Steve Mirsky does a little Darwin Quote Mining reversal exercise in a recent post called "Never You Mine: Ben Stein's Selective Quoting of Darwin:"
One of the many egregious moments in the new Ben Stein anti-evolution film "Expelled" is the truncation of a quote from Charles Darwin so that it makes him appear to give philosophical ammunition to the Nazis. Steve Mirsky reports.
Steve rightly corrects stein, but does not put the quote mining in sufficiently broad context. So I do:
The original text from Darwin that Stein refers to in Expelled! expresses Darwin's ambivalence about the social sensitivities one might dervive from the application of his own theories of Natural Selection to the human condition, and about his own wonderment about and respect for human altruism.
With savages, the weak in body or mind are soon eliminated. We civilized men, on the other hand, do our utmost to check the process of elimination. We build asylums for the imbecile, the maimed and the sick. Thus the weak members of civilized societies propagate their kind. No one who has attended to the breeding of domestic animals will doubt that this must be highly injurious to the race of man. Hardly anyone is so ignorant as to allow his worst animals to breed.
The aid which we feel impelled to give to the helpless is mainly an incidental result of the instinct of sympathy, which was originally acquired as part of the social instincts, but subsequently rendered, in the manner previously indicated, more tender and more widely diffused. Nor could we check our sympathy, even at the urging of hard reason, without deterioration in the noblest part of our nature. The surgeon may harden himself whilst performing an operation, for he knows that he is acting for the good of his patient; but if we were intentionally to neglect the weak and helpless, it could only be for a contingent benefit, with an overwhelming present evil.
In the movie, Stein quotes only the first part of this (With savages ... through ... animals to breed...)
This contrast is actually part of a long series of contrasts and ironies that Darwin cites by which one thing causes what looks like a culling of those with some undesirable characteristic, while another thing causes the opposite. This is embedded in his Chapter 5 of the Descent of Man, in which Darwin outlines Wallace's supposition that the evolution of the human intellect (which provides humans with the capacity to make tools, clothing, fire, etc.) separates humans from the forces of natural selection. Darwin is not so sure. He cites numerous ways in which selection, one way or another, could have an effect on human populations.
Darwin contrasts "pre civilization" humans with technologically modern humans and cites the differences that may apply, thus foreshadowing later 20th century research from evolutionary psychology on the meaning of the "environment of evolutionary adaptiveness." He also asks if it is the case that human society has always "advanced" (by some standards held by Victorian English Gentlemen) or if there have been reversals. He cites evidence of both and concludes that it is a happier thought that the former would be true. Obviously he was wrong about that supposition, but on the other hand, one can sense the irony in his statement.
In short, Darwin was writing as a Victorian with almost no evidence that could be made sense of, or at best, very culturally bound and highly in accurate models, of human prehistory, the relationship between genes and intelligence and other behavioral traits, and so on. He was speculating, asking questions, meandering through a series of suppositions.
He was not promoting eugenics.
The larger irony is that the camp ... the elitist political and social club ... that Ben Stein comes from and panders to is the same group in modern America that insists that there are genetic determinants of things like morality and intelligence, or attitudes towards breeding, and so on, that are reliably predicted by recognizing a person's skin color. I'm not saying that Ben Stein, American economists, fundamentalist Christian, and former Nixon speech writer is a racist.
But I'd bet money on it.
Source of quote:
Darwin, C. R. 1882. The descent of man, and selection in relation to sex. London: John Murray. 2nd edition, fifteenth thousand.
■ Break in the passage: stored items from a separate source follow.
Issue #47, opened 2025-10-13
Criterion benchmark suite


TalDerei:
Add support for and implement comprehensive benchmarks using the [criterion](https://docs.rs/criterion/latest/criterion/) for arithmetic operations, circuit operations, and other core routines to identify bottlenecks and parallelization potential.

_Update:_ **Iai-Callgrind** benchmarking harness also seems like a viable alternative: https://docs.rs/iai-callgrind/latest/iai_callgrind/

PR #375, opened 2026-01-21
chore: initial benchmarks

turbocrime:
Initial work towards #47. Adds Criterion benchmarks for `ragu_pcd`, `ragu_primitives`, and `ragu_circuits`.

Uses Criterion instead of callgrind due to [lack of macOS ARM support](https://github.com/tachyon-zcash/ragu/pull/326#issuecomment-3756603604) in callgrind.

Benchmarks use a mock rng for consistency.

### PCD

- build
- seed
- fuse
- verify
- rerandomize

### Primitives

Selected an emulator mode according to agent suggestions but it would be good to check that it's a useful driver to bench.

- Element: mul, square, invert, fold
- Point: alloc, double, add_incomplete, double_and_add_incomplete
- Boolean: alloc, and, conditional_select, multipack
- Sponge: absorb, squeeze

### Circuits

- structured polynomial commits
- unstructured polynomial commits
- revdot
- fold
- eval
- dilate

### DIFF
--- a/crates/ragu_circuits/benches/circuits.rs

Ben Stein is a fundamentalist Christian?
Ben Stein is a fundamentalist Christian?
No. Ben Stein is a fundamentalist Turd Brain.
I can't believe how shamelessly and egregiously IDiots quote mine. And then they get mad at atheists for taking the bible "out of context."
I just wonder if John C. West was involved in that particular quote mine. He uses the same argument and quote from Descent of Man in his Eugenics talks, and from the website "Darwin Day in American" (no link supplied intentionally) in his upcoming book Darwin Day in America.
Anyway, the whole argument represents what amounts to an ad hominem attack; the fact that a theory has been misused does not disprove it, of course. I suspect Stein thinks we should judge ideas based on whether he deems them good or bad for society, rather than true or false. Ironically, again, this is a common attitude among authoritarians, like Nazis.
To concur with what uncle noel says above: the whole "leads to Nazism" trope is ridiculous as a means of discrediting natural selection as a mechanism. It's roughly like saying that nuclear physics must be incorrect because it led to The Bomb.